Bruna Karla - Aceito o Teu Chamado Lyrics
Lyrics
Quantas vezes j? tentei me esconder preocupado com o que iriam dizer, j?
cantei t?o vazio, j? orei sem querer.
Quantas vezes troquei o sim pelo n?o, mas o Senhor sabia da minha
inten??o, a f? se escondia por tr?s da raz?o, o peso da tribula??o me
quer no ch?o, cansar as minhas asas pra poder n?o voar, mas estou
decidido n?o vou mais negar, o Teu chamado ? o que me faz viver, por
isso eu me sentia perto de morrer, mas tomei uma atitude, preciso viver.

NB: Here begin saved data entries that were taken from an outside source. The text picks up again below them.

Issue #99, opened 2021-03-03
Handle errors gracefully in main()


lauralt:
We are currently panicking if `VMM::try_from()` or `vmm.run()` fail. We could instead handle those errors gracefully (by logging an error, exiting the process etc.).

jcvenegas:
I can help with this

jcvenegas:
I have opened #122  , there I add some handling using two external crates, `thiserror` and `anyhow`.  There I refactor the main binary crate,  given that is using some external creates is OK? or to much  as I dont see to many external creates used, I can just limit to handle the unwrap in main if   thiserror and anyhow is something is not wanted.

lauralt:
Hi, @jcvenegas! You're right, we are indeed trying to limit the number of external dependencies. I think it should be fine to just handle the unwraps, without adding `thiserror` etc. (an example in [this commit](https://github.com/firecracker-microvm/firecracker/commit/cb9a298fd29a9de1385078a0265f932b631b8090)). For now we could just use `println!`s, since there is also [this PR](https://github.com/rust-vmm/vmm-reference/pull/114) who is replacing them with the `log` crate.
Thanks for helping with this!

jcvenegas:
@lauralt I will send a second PR as al alternative proposal

PR #122, opened 2021-05-24
main: Handle errors gracefully in main()

jcvenegas:
Handle calls to `CLI`, `VMM::try_from()`  and` vmm.run()`.

This commit adds `anyhow` and `thiserror` crates to
handle errors.

The `anyhow` crate is used in the main binary to add
extra context and give a pretty view of error trace.

The create `thiserror` was used to easily
derive `std::error::Error` for errors provided by libs.

The new crates pulls the following extra crates:
```diff
+name = "proc-macro2"
+name = "quote"
+name = "syn"
+name = "thiserror-impl"
+name = "unicode-xid"
```

New error format:
examples:
```sh
$ vmm-reference --kernel \
    path=/path/vmlinuz-5.10.25
Error: Failed to create VMM from configurations

Caused by:
    Error issuing an ioctl to KVM.

$ echo $?
1
```

```sh
$ vmm-reference --kernel path
Error: Failed to parse CLI options

Caused by:
    Failed to parse cli Invalid input for kernel: Missing required
    argument: path
```

```
$vmm-reference
Error: Failed to parse CLI options

Caused by:
    Failed to parse cli error: The following required arguments were not provided:
        --kernel <kernel>

    USAGE:
        vmm-reference [OPTIONS] --kernel <kernel>

    For more information try --help
```

Fixes: #99

Signed-off-by: Carlos Venegas <jose.carlos.venegas.munoz@intel.com>

### DIFF
--- a/Cargo.lock
+++ b/Cargo.lock
@@ -10,10 +10,17 @@ dependencies = [
 ]
 
 [[package]]
+name = "anyhow"
+version = "1.0.40"
+source = "registry+https://github.com/rust-lang/crates.io-index"
+checksum = "28b2cd92db5cbd74e8e5028f7e27dd7aa3090e89e4f2a197cc7c8dfb69c7063b"
+
+[[package]]
 name = "api"
 version = "0.1.0"
 dependencies = [
  "clap",
+ "thiserror",
  "vmm",
 ]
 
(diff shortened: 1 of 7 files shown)


andreeaflorescu:
We typically do not want to add other dependencies, but I find `anyhow` and `thiserror` to reduce quite a few of the burden of dealing with errors, so I am inclined to accept this PR. I also noticed that these are also used by Crosvm & Cloud Hypervisor. As long as we have this dependency only in the VMM glue code, I think it's fine.

@alexandruag @lauralt what do you think?

PR #146, opened 2021-07-03
Explicitly add rw to cmdline

shpark:
Ubuntu (bzimage, ext4) VM boot time takes too long since the file system is mounted read-only.
As a workaround, this patch enforces `rw` to the command line if the virtio-blk is not configured to be read-only

Related to #46


shpark:
Force-pushed to pass commit style test

Issue #124, opened 2021-05-25
Build PE image for CI


andreeaflorescu:
Update the build scripts to build an image on aarch64 as well. We also need to create a PE image build that halts after booting such that we can have the same unit and integration tests implemented on both platforms.

Once this is done, we need to update the [S3 manifest](https://github.com/rust-vmm/vmm-reference/blob/master/tests/tools/s3/resource_manifest.json), and upload the images & the scripts to the S3 bucket used for testing.

For this task we need to update the scripts that build resources: https://github.com/rust-vmm/vmm-reference/tree/master/resources

lauralt:
Fixed by #158

PR #149, opened 2021-07-12
Adjustments needed in make_kernel for using it in Firecracker

dianpopa:
Update the `make_kernel` script to also support the PE format which is what Firecracker uses for arm64 microVMs.

### DIFF
--- a/resources/kernel/make_kernel.sh
+++ b/resources/kernel/make_kernel.sh
@@ -107,14 +107,24 @@ make_initramfs() {
 }
 
 # Usage: validate_kernel_format format
-# Prints the lowercase format name, if one of "elf" or "bzimage".
+# Prints the lowercase format name, if one of "elf" or "bzimage"
+# for x86 or "pe" for aarch64.
 # Exits with error if any other format is specified.
 validate_kernel_format() {
     format="$1"
+    arch=$(uname -m)
 
     kernel_fmt=$(echo "$format" | tr '[:upper:]' '[:lower:]')
-    if [ "$kernel_fmt" != "elf" ] && [ "$kernel_fmt" != "bzimage" ]; then
-        die "Invalid kernel binary format: $kernel_fmt."
+    if [ $arch = "x86_64" ]; then
+        if [ "$kernel_fmt" != "elf" ] && [ "$kernel_fmt" != "bzimage" ]; then
+            die "Invalid kernel binary format: $kernel_fmt for this type of architecture."
+        fi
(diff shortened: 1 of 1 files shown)


resources/disk/make_rootfs.sh
```diff
@@ -37,11 +37,12 @@ Options:
   -d debdir         Directory containing .deb packages for the Linux image.
   -w workdir        Working directory for the kernel build.
   -o diskfile       Name of the resulting disk file.
+  -f flavour        The Ubuntu flavour desired. Defaults to "focal"
```
andreeaflorescu, line 40: Focal describes the version of ubuntu, not the flavor. Can you rename this to version?

andreeaflorescu:
Looks like there was a problem with the CI. I retriggered it now, hopefully it will work :crossed_fingers:

resources/disk/make_rootfs.sh
dianpopa: Actually this commit does not pertain to this PR. I will make sure to update this in this one: #150.

dianpopa:
@andreeaflorescu can you please review again? Also, do you think you can help me find a second reviewer? Thanks!

andreeaflorescu:
@lauralt can you also take a look?

lauralt:
> @lauralt can you also take a look?

Yes, I'll have a look as well.

resources/kernel/make_kernel.sh
```diff
@@ -111,10 +111,19 @@ make_initramfs() {
 # Exits with error if any other format is specified.
 validate_kernel_format() {
```
lauralt, line 112: The description above should be updated.

lauralt (commented):
Can you please make the commit message a bit clearer? I think the arm support involves more changes, e.g. https://github.com/rust-vmm/vmm-reference/issues/124.

resources/kernel/make_kernel.sh
dianpopa: Indeed, updated it.

dianpopa: > Can you please make the commit message a bit clearer? I think the arm support involves more changes, e.g. #124.

Indeed arm support means more in the vmm-reference context. For Firecracker we need just these changes for the moment. I updated the commit message.

dianpopa (commented):
@lauralt PTAL! Thanks!

andreeaflorescu (approved):

lauralt (approved):

PR #158, opened 2021-09-14
Add PE image support in scripts

catalindumitru:
Created a .config file for aarch64 and added the `pe` option throughout the scripts.


tests/tools/s3/resource_manifest.json
```diff
@@ -51,5 +51,132 @@
...
+      "image_format": "elf",
+      "halt_after_boot": false,
+      "distro": "Ubuntu"
+    },
+    {
+      "resource_type": "disk",
+      "resource_name": "ubuntu-focal-rootfs.ext4",
+      "relative_path": "disk/",
+      "distro": "Ubuntu",
+      "compatible_kernels": "v1/kernel/bzimage/bzimage-focal|v1/kernel/elf/vmlinux-focal"
```
andreeaflorescu, line 179: Can you also add the following intird configuration:
```
    {
      "resource_type": "initrd",
      "resource_name": "aarch64-initramfs.cpio",
      "relative_path": "kernel/pe"
    }
```

catalindumitru: Added it.

lauralt: Should we add it to v2 as well?

lauralt:
We should also mention about the kernel version update in the first commit message.

tests/tools/s3/resource_manifest.json
andreeaflorescu: I think we shouldn't. I'll remove it from the v2 directory in S3, that was a mistake on my part, sorry.

lauralt (dismissed):

andreeaflorescu (approved):

lauralt (dismissed):

tests/tools/s3/resource_manifest.json
```diff
@@ -51,5 +51,137 @@
...
```
lauralt, line 112: It is compatible with v2 ones as well, so we could probably update this; same comment for v3.

andreeaflorescu (approved):

lauralt (approved):

PR #162, opened 2021-09-24
rename high_mem_start to load_addr

andreeaflorescu:
This patch is in preparation of adding aarch64 support. Naming the
field load_addr makes it a bit more platform independent.

### DIFF
--- a/docs/DESIGN.md
+++ b/docs/DESIGN.md
@@ -151,7 +151,7 @@ effort.
 vmm-reference                                                           \
     --memory size_mib=1024                                          \
     --vcpu num=1                                                 \
-    --kernel path=/path/to/vmlinux,himem_start=1024,cmdline="pci=off"   \
+    --kernel path=/path/to/vmlinux,kernel_load_addr=1024,cmdline="pci=off"   \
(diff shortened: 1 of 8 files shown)


alexandruag (approved):

docs/DESIGN.md
```diff
@@ -151,7 +151,7 @@ effort.
 vmm-reference                                                           \
     --memory size_mib=1024                                          \
     --vcpu num=1                                                 \
-    --kernel path=/path/to/vmlinux,himem_start=1024,cmdline="pci=off"   \
+    --kernel path=/path/to/vmlinux,kernel_load_addr=1024,cmdline="pci=off"   \
```
lauralt, line 154: If `kernel_load_addr` belongs to `kernel` argument, would it be enough to name it simply `load_addr`?

lauralt (approved):

docs/DESIGN.md
andreeaflorescu: In the same configuration we might also add the value for `cmdline_load_addr`. That's why I added kernel as well. It is a bit weird indeed.

PR #165, opened 2021-09-30
update make_test_resources.sh

lauralt:
The reason for this PR is to make it easier to upload new versions of resources to S3
by storing the resources in the same place where the tests are downloading them. We can
also have now full reproducible images based on the container version.


resources/CONTAINER_VERSION
```diff
@@ -0,0 +1 @@
+LATEST=v13
```
andreeaflorescu, line 1: It would be easier to create a script that parses it if we just write `13` instead of `LATEST=13`.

Viver Teu chamado, deixar minha hist?ria, ser carta de Deus para o homem
perdido, negar o meu eu, romper com os conflitos, vou buscar teu reino,
tua voz n?o resisto, aceito Teu chamado.Tua palavra foi a for?a que
moveu a minha f?, Tua palavra foi a base que me colocou de p?, Tua
verdade o confronto que me trouxe at? aqui. Quero os teus ideais, Deus
usa-me.
Video
Aceito o Teu Chamado | CD Aceito o Teu Chamado | Bruna Karla
Meaning & Inspiration
Bruna Karla sings about being “a letter from God to the lost man,” and for a second, I’m leaning against the back wall wondering if that’s actually a burden anyone can carry. We love that metaphor. It sounds clean, printed on a nice card, something you’d find at a bookstore with a picture of a sunset. But when you’re sitting in a house that’s gone quiet because someone you loved didn’t wake up, or you’re staring at a severance letter while the bills keep piling up, does that metaphor hold any weight? A letter is just ink and paper. It can be tossed in the trash or left unopened. The "lost man" she’s talking about is usually looking for something sturdier than a handwritten note; he’s looking for a God who shows up in the rubble, not just one who writes flowery prose about how things ought to be.
"A fé se escondia por trás da razão," she says. That part hit me. It’s the most honest line in the entire track. How many times have I sat in a pew, or paced my living room, trying to rationalize why a prayer went unanswered? We wrap our doubt in "reason" because it’s safer than admitting we’re terrified that God might actually be silent. We build these intellectual fortresses to protect ourselves from the stinging reality that faith isn't a straight line. If you’re going to claim a "call," you have to account for the fact that sometimes the call leads you straight into a wall.
Then she moves to "Tua palavra foi o confronto que me trouxe até aqui." That’s the pivot. Notice she uses the word "confronto"—confrontation. That’s not a cozy Sunday morning feeling. That’s the abrasive truth that stops you from spinning your own narrative. I appreciate that she doesn't treat the Word as a warm blanket, but as something that clashes with the ego.
Still, I have to ask: what happens when the "confronto" doesn't lead to a tidy resolution? The song ends with an acceptance, a "Yes, Lord, use me." It’s a brave sound, but it’s easy to sing when the music swells and the lights are bright. I wonder how it sounds at 3:00 AM when the "conflitos" she mentions—those internal wars—don't actually stop just because you sang a song about wanting to be a letter.
Maybe the "call" isn't about being a pristine message for someone else. Maybe it’s just the grueling work of showing up after the motivation has dried up. If "aceito o Teu chamado" is going to be anything more than cheap grace, it has to be whispered when you’re tired, when your "wings are tired" of flying, and when you’re not sure there’s anything left to give. I want to believe the song, I really do. But I’m still waiting to see if that kind of surrender survives a funeral. It’s a hard thing to ask of a human. Maybe that’s the point—that the call is only possible because of that "confronto" she mentioned, because God is the one doing the heavy lifting, not the person trying to be the letter. I’m skeptical of the hype, but I’ll take the confrontation.